(Stored data)
________________________
PR #7629, opened 2016-11-02
Add clang-format-buffer to c-c++ layer

psamim:
Bind `SPC m = in` c-c++ layer to clang-format-buffer (see syl20bnr#7628).

This aligns with the same key binding in other layers, such as `yapfify-buffer` in Python layer or `web-beautify-js` in Javascript layer.

Issue #7628, opened 2016-11-02
c-c++ Layer needs improvement


psamim:
Hi,

I am using Spacemacs for 6 months now, today I started using c-c++ layer for the first time. I feel it needs major improvements. It needs some major mode key bindings (`SPC m`) for

- Compile/debug of one file
- Compile/debug of project (using projectile)
- ~~clang-format (buffer/file) `(SPC m =)`~~ (fixed in develop branch)
- Refer to gtags layer in README

Thanks

-----------------------------------------------------

Edit:
- _syl20bnr on 19th December 2017_ Strikethrough "clang-format (buffer/file) `(SPC m =)`"

TheBB:
> Compile/debug of project (using projectile)

`SPC c c`

> Compile/debug of one file

In C/C++ this typically doesn't make sense.

> clang-format (buffer/file) (SPC m =)

PR welcome.

> Refer to gtags layer in README

PR welcome.

PR #9334, opened 2017-08-01
c-c++: Add clang-format functions and key bindings

beta1440:
Solve part of #7628. Additionally, #7629 is no longer needed.

Add support for formatting lines, functions, and buffers with clang-format. 
Each function produces a clear message on success.

The README was updated to reflect the usage of the new key bindings. References
to binding clang-format to the tab key were removed.

### DIFF
--- a/layers/+lang/c-c++/packages.el
+++ b/layers/+lang/c-c++/packages.el
@@ -65,8 +65,14 @@
   (use-package clang-format
     :if c-c++-enable-clang-support
     :init
-    (when c-c++-enable-clang-format-on-save
-      (spacemacs/add-to-hooks 'spacemacs/clang-format-on-save c-c++-mode-hooks))))
+    (progn
+      (when c-c++-enable-clang-format-on-save
+        (spacemacs/add-to-hooks 'spacemacs/clang-format-on-save c-c++-mode-hooks))
+      (dolist (mode c-c++-modes)
+        (spacemacs/declare-prefix-for-mode mode "m=" "format")
+        (spacemacs/set-leader-keys-for-major-mode mode
+          "==" 'spacemacs/clang-format-region-or-buffer
+          "=f" 'spacemacs/clang-format-function)))))
 
 (defun c-c++/init-cmake-ide ()
   (use-package cmake-ide)
--- a/layers/+lang/c-c++/README.org
+++ b/layers/+lang/c-c++/README.org
@@ -9,12 +9,13 @@
 - [[#install][Install]]
   - [[#layer][Layer]]
   - [[#default-mode-for-header-files][Default mode for header files]]
-  - [[#enable-clang-support][Enable Clang support]]
+  - [[#clang-configuration][Clang Configuration]]
     - [[#clang-format][clang-format]]
     - [[#company-clang-and-flycheck][Company-clang and flycheck]]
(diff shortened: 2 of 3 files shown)


beta1440:
@d12frosted is there someone who can review this pull request?

d12frosted:
I am totally ok with this PR. The only thing that I am not confident with is `spacemacs/clang-format-line-or-region`. Usually there are functions that work either on buffer or region and separate ones for lines. 

How do others feel about it?

myrgy:
when I'm using clang-format -- it's usually for the whole buffer or selection
I never faced one-line formatting case because I can just format whole document.
(actually we have code-style check - so if file formatter partially it will not pass the check)

beta1440:
@myrgy 
> UPD: my proposal if to change hotkeys a bit. Add SPC m f to format buffer.

According to [Spacemacs conventions](https://github.com/syl20bnr/spacemacs/blob/master/doc/CONVENTIONS.org#code-formatting), `SPC m =` is the preferred formatting key binding.

>UPD2: and distinct it from clang-mode, because ex. I'm using rtags (authentication, flycheck, refactoring) with clang-format.

Thats outside the scope of the pull request. Feel free to create an issue.

beta1440:
@robbyoconnor what do you think of these key bindings?

myrgy:
@beta1440 , in that case we can at least use some repeating key
for example `SPC m = = `
so make default case the as simple as possible.
What do you think?

beta1440:
@myrgy could you expand on what you mean by "making the default case as simple as possible"?

beta1440:
@JAremko or @bmag what are your thoughts on this pull request?

myrgy:
@beta1440 , 
in my case I usually format whole file. I'm using you MR locally (it's good (y) ), and one observation - I had to press
`, = b`
3 different keys
I would like to simplify that keychord - for example `, = =`
I'm not agains `= b`, my proposal is to make additional shortcut which will just format all code.

beta1440:
@myrgy that makes sense. I'll apply your changes.

beta1440:
I've updated the functions

layers/+lang/c-c++/packages.el
```diff
@@ -65,8 +65,13 @@
   (use-package clang-format
     :if c-c++-enable-clang-support
     :init
-    (when c-c++-enable-clang-format-on-save
-      (spacemacs/add-to-hooks 'spacemacs/clang-format-on-save c-c++-mode-hooks))))
+    (progn
+      (when c-c++-enable-clang-format-on-save
+        (spacemacs/add-to-hooks 'spacemacs/clang-format-on-save c-c++-mode-hooks))
+      (dolist (mode c-c++-modes)
```
myrgy: one more useful thing - otherwise spacemacs will show "prefix"
```(spacemacs/declare-prefix-for-mode mode "m=" "format")```

beta1440: Done

beta1440:
@d12frosted what are your thoughts on this pull request?

beta1440:
@syl20bnr please take a look at this pull request when you have time.

myrgy:
@syl20bnr , please, merge this PR. It's really useful, I'm using it every day!

syl20bnr:
Thank you ! 👍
________________________
**Task objective**: Could you find each line in the entries that contains the string "time" and copy it?

**Your response**:
I am using Spacemacs for 6 months now, today I started using c-c++ layer for the first time. I feel it needs major improvements. It needs some major mode key bindings (`SPC m`) for
@syl20bnr please take a look at this pull request when you have time.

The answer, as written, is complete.